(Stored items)
PR #395, opened 2019-10-29
Keyboard settings

matthiasclasen:


matthiasclasen:
this turns out to be not needed - wayland protocol already provides key repeat info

The problem: After finding the line that contains "Keyboard settings" in the records above, copy that line and each one after it exactly, through the final line.

Task answer:
Keyboard settings

matthiasclasen:


matthiasclasen:
this turns out to be not needed - wayland protocol already provides key repeat info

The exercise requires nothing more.